=== PROBLEM REQUIREMENTS ===
Copy out all lines bearing the word "HasStyle" from the listing below.

=== RECORDS ===
PR #16709, opened 2023-04-27
fix: Lazy load CSS also

Artur-:


flow-server/src/main/java/com/vaadin/flow/server/frontend/AbstractUpdateImports.java
```diff
@@ -271,20 +286,17 @@ String resolveGeneratedModule(String module) {
         return FrontendUtils.FRONTEND_GENERATED_FLOW_IMPORT_PATH + module;
     }
 
-    protected List<String> getCssLines(Map<ChunkInfo, List<CssData>> css) {
+    protected List<String> getCssLines(List<CssData> css) {
```
caalador, line 289: The index for cssLine should be a rising global as now we will get 0 for each css key

caalador (changes requested):

flow-server/src/main/java/com/vaadin/flow/server/frontend/AbstractUpdateImports.java
caalador: This should now be fine in master, but needs conflict resolution.

Artur-: Is it fine to have
```
import $cssFromFile_0 from 'Frontend/foo.css?inline';
injectGlobalCss($cssFromFile_0.toString(), 'CSSImport end', document);
```

in multiple JS files?

caalador: I think it should be fine to have the same import identifier in different files, but ofc not having the same numbering might be better.

Artur-: The question is not really the numbering but does `injectGlobalCss` handle deduplication and does having the import in multiple files cause overhead or not? I think the answer is "yes" and "does not cause overhead" but maybe it needs to be checked

caalador: Aa. The css is checked for if it has been injected with the exact same hash when target is document so it handles duplication. So overhead is duplicate data transmitted/stored in bundle and hash generation.

Artur-: Ok, then this version could work

caalador (approved):

PR #16723, opened 2023-05-02
feat: Make "" and "login" eager and the rest lazy by default

Artur-:


flow-server/src/test/java/com/vaadin/flow/server/frontend/AbstractNodeUpdateImportsTest.java
```diff
@@ -41,7 +41,9 @@
 import org.mockito.Mockito;
 import org.slf4j.Logger;
 
+import com.vaadin.flow.component.page.AppShellConfigurator;
 import com.vaadin.flow.di.Lookup;
+import com.vaadin.flow.server.LoadDependenciesOnStartup;
```
czp13, line 46: Not used:
```suggestion
```

flow-server/src/main/java/com/vaadin/flow/server/frontend/scanner/FrontendDependencies.java
```diff
@@ -398,6 +399,30 @@ private boolean isEagerRoute(Class<?> route) {
         return this.eagerRoutes.contains(route.getName());
     }
 
+    private boolean defaultIsRouteEager(Class<?> route) {
```
knoobie, line 402: Should you also try to get the "real" login component configured within https://github.com/vaadin/flow/blob/d54e6af4b096b8d0ccf8dd4a5d70a5917fa33867/flow-server/src/main/java/com/vaadin/flow/server/auth/ViewAccessChecker.java

or would that be to much magic?

Artur-: That is not available during a production build

mshabarov (approved):

Issue #10761, opened 2021-04-22
Please document best practices for the Has* interfaces


mvysny:
Currently the javadoc of the `Has*` interfaces doesn't document the "best practices" => when it's good for your component to implement the particular `Has*` interface, and when it shouldn't. That leads to misunderstandings and discussions such as #9196 . Having this documented would be excellent both for users of the Vaadin framework, and also for the maintainers.

### Description of the bug / feature
The following `Has*` interfaces should document its usage patterns in its javadoc:
* HasComponents
* HasElement
* HasEnabled
* HasHelper
* HasLabel
* HasOrderedComponents
* HasSize
* HasStyle
* HasText
* HasTheme
* HasValidation
* HasValue
* HasValueAndElement

Some examples and general ideas:
* `HasComponents` should generally be implemented by layouts or components whose primary function is to host child components. It shouldn't be for example implemented by non-layout components such as fields.
* `HasText` should be implemented by components whose primary function is to have textual contents, such as Div, Span and HTML elements. It should not be implemented for example by layouts since layouts lay out elements and not text nodes (maybe).
* etc

### Versions:
    - Vaadin / Flow version: 14.5.3, 19.0.5

PR #17376, opened 2023-08-04
docs: Update mixin interface JavaDoc

tltv:
Improved documentation of Has* mixin interfaces. Added more details when to use some of the interfaces and when not.

Related-to: #10761

### DIFF
--- a/flow-server/src/main/java/com/vaadin/flow/component/HasComponents.java
+++ b/flow-server/src/main/java/com/vaadin/flow/component/HasComponents.java
@@ -32,9 +32,9 @@ import com.vaadin.flow.dom.Element;
  * interface provides an explicit API for components that explicitly supports
  * adding and removing arbitrary child components.
  * <p>
- * {@link HasComponents} should generally be implemented by layouts or
- * components whose primary function is to host child components. It shouldn't
- * be for example implemented by non-layout components such as fields.
+ * {@link HasComponents} is generally implemented by layouts or components whose
+ * primary function is to host child components. It isn't for example
+ * implemented by non-layout components such as fields.
  * <p>
  * The default implementations assume that children are attached to
  * {@link #getElement()}. Override all methods in this interface if the
--- a/flow-server/src/main/java/com/vaadin/flow/component/HasComponents.java
+++ b/flow-server/src/main/java/com/vaadin/flow/component/HasComponents.java
@@ -32,6 +32,10 @@ import com.vaadin.flow.dom.Element;
  * interface provides an explicit API for components that explicitly supports
  * adding and removing arbitrary child components.
  * <p>
+ * {@link HasComponents} should generally be implemented by layouts or
+ * components whose primary function is to host child components. It shouldn't
+ * be for example implemented by non-layout components such as fields.
+ * <p>
  * The default implementations assume that children are attached to
  * {@link #getElement()}. Override all methods in this interface if the
  * components should be added to some other element.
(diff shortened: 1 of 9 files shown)


flow-server/src/main/java/com/vaadin/flow/component/HasLabel.java
```diff
@@ -23,7 +23,18 @@
  * The default implementations set the label of the component to the given text
  * for {@link #getElement()}. Override all methods in this interface if the text
  * should be added to some other element.
+ * <p>
+ * Example of a web component as a root element with a structure that supports
```
czp13, line 27: This sentence could be the same as:
- `Root element should be a web component...` for consistency and easier readability I feel.
(Or the other way around).

czp13 (commented):
I like these addition docs and examples, it makes the API usage more clean and understandable.

czp13 (dismissed):
Thanks for the new changes, Tomi! 🙇

flow-server/src/main/java/com/vaadin/flow/component/HasStyle.java
```diff
@@ -23,6 +23,8 @@
 
 /**
  * Represents {@link Component} which has class attribute and inline styles.
+ * <p>
+ * Implementation of {@link #getElement()} may return any type of element.
```
mcollovati, line 27: Could you explain the reason for this statement?
If the mixin method may fail or no have effects on some type of element, it would be good to expand the statement and maybe add an example.

flow-server/src/main/java/com/vaadin/flow/component/HasTheme.java
```diff
@@ -22,6 +22,8 @@
 
 /**
  * Represents {@link Component} which has theme attribute.
+ * <p>
+ * Implementation of {@link #getElement()} may return any type of element.
```
mcollovati, line 26: See comment on as `HasStyle` class

flow-server/src/main/java/com/vaadin/flow/component/HasStyle.java
tltv: It could fail with style object if element is a custom web component that does not extend Javascript's `HTMLElement`. For example if it just extends `Element`, then it does not have `style` and you could in theory get "style is undefined" errors.
So we need to be more specific in this statement. Like "Implementation of getElement() may return any HTML element or web component that supports [inline style attribute](https://developer.mozilla.org/en-US/docs/Web/API/HTMLElement/style)"

mcollovati: `may return` or `should return`?

mcollovati (dismissed):

flow-server/src/main/java/com/vaadin/flow/component/HasComponents.java
```diff
@@ -32,6 +32,10 @@
  * interface provides an explicit API for components that explicitly supports
  * adding and removing arbitrary child components.
  * <p>
+ * {@link HasComponents} should generally be implemented by layouts or
```
mshabarov, line 35: Not blocking, but more like my personal preference: I'd suggest to avoid using "should" or "shouldn't", but make the working more mild to reader. For instance, "HasComponent is generally implemented by layouts...", or (in another place) "Implementation of {@link #getElement()} returns HTML element or web component ...".

czp13 (approved):

flow-server/src/main/java/com/vaadin/flow/component/HasComponents.java
tltv: With milder tone it is indeed a bit friendlier to read. I agree and will update.

tltv: But it only works in `HasComponents` and `HasText`. In other places it changes message so that reader may think that interface implements `getElement()` for you which it doesn't.

tltv: Also it works nicer in `HasValidation`. I'll update it as suggested in three classes.

mcollovati (approved):

mshabarov (approved):

PR #17381, opened 2023-08-07
Add meta data for Chart

danielsarkwa-vaadiner:


MarcinVaadin:
Fixed a bug when same variable name was used in different block statements.

MarcinVaadin (approved):

Issue #14553, opened 2022-09-16
Synchronize rerouteTo, forwardTo and navigate signatures


OlliTietavainenVaadin:
### Describe your motivation
Rough table of which types of parameters are accepted to each method:
<html>
<body>
<google-sheets-html-origin><style type="text/css"></style>

T parameter = target interface HasUrlParameter<T> type |   |   |   |   |   |   |   |   |   |  
-- | -- | -- | -- | -- | -- | -- | -- | -- | -- | --
  | class | class + T parameter | class + T parameter + QueryParameters | class + RouteParameters | String | String + QueryParameters | NavigationState | NavigationHandler + NavigationState | String + List<T> locationParams | String + T parameter
navigate | x | x | x | x | x | x |   |   |   |  
forwardTo | x |   |   | x | x |   | x | x | x | x
rerouteTo | x |   |   | x | x |   | x | x | x | x

</body>
</html>

`forwardTo`, `rerouteTo`, and `navigate` are all navigation methods and should therefore be usable consistently unless technically required to behave differently. So if any of them accepts a class as the navigation target, so should the others. If any one of them accepts a String to identify the target, so should the others. Most importantly, since `navigate` accepts route parameters being part of the location String, `forwardTo` and `rerouteTo` should also accept route parameters this way.

### Describe the solution you'd like

There should be a better consistency of the signatures of the methods; at the very least, Query Parameters should be supported in every one of them.

### Describe alternatives you've considered

Do we actually need three methods for in-app navigation? Could we drop one (or even two) of them?

OlliTietavainenVaadin:
Related issue: https://github.com/vaadin/flow/issues/14562

TatuLund:
> Do we actually need three methods for in-app navigation? Could we drop one (or even two) of them?

It is a good question, where the answer is most likely yes.

UI#navigate starts complete navigation cycle, and calling UI#navigate while navigation cycle is not complete is not allowed. I.e. you are not supposed to use UI#navigate in beforeEnter for example, you can however call it in afterNavigation as in that stage navigation cycle is complete. Hence rerouteTo/forwardTo is necessary as you want to have have option to divert navigation while cycle is not complete yet. And this comes in two variants, either preserving the url or not. So if reducing number of methods it is theoretically possible to join rerouteTo/forwardTo by introducing additional parameter for url preservation feature. This naturally will be breaking change, which we probably should avoid introducing at this stage.

PR #17407, opened 2023-08-09
feat: Update navigation method signatures 

tltv:
This change makes UI#navigate, BeforeEvent#rerouteTo and BeforeEvent#forwardTo methods more consistent without changing the existing API:
- adds new methods in BeforeEvent that accepts route parameters.
- adds new methods in BeforeEvent that accepts query parameters.
- improves forwardTo and rerouteTo to accept route parameters being part of the location String (same way as UI#navigate does it already).

Fixes: https://github.com/vaadin/flow/issues/14553

### DIFF
--- a/flow-server/src/main/java/com/vaadin/flow/router/BeforeEvent.java
+++ b/flow-server/src/main/java/com/vaadin/flow/router/BeforeEvent.java
@@ -48,6 +48,7 @@ public abstract class BeforeEvent extends EventObject {
 
     private final Class<?> navigationTarget;
     private final RouteParameters parameters;
+    private QueryParameters redirectQueryParameters;
     private final List<Class<? extends RouterLayout>> layouts;
     private NavigationState forwardTargetState;
     private NavigationState rerouteTargetState;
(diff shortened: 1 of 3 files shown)


flow-server/src/main/java/com/vaadin/flow/router/BeforeEvent.java
```diff
@@ -717,6 +1033,17 @@ public RouteParameters getRouteParameters() {
...
+     * Gets the query parameters for forwarded and rerouted URL. {@code null}
+     * means that query parameters of the event are preserved in the forwarded
+     * and rerouted URL.
+     *
+     * @return query parameters for forwarding and rerouting
+     */
+    public QueryParameters getRedirectQueryParameters() {
+        return redirectQueryParameters;
+    }
+
```
mcollovati, line 1046: Would it make sense to add a `hasRedirectQueryParameters()` to be consistent with the other properties?

mcollovati (approved):

mshabarov (approved):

=== EXERCISE ANSWER ===
* HasStyle
flow-server/src/main/java/com/vaadin/flow/component/HasStyle.java
mcollovati, line 26: See comment on as `HasStyle` class
flow-server/src/main/java/com/vaadin/flow/component/HasStyle.java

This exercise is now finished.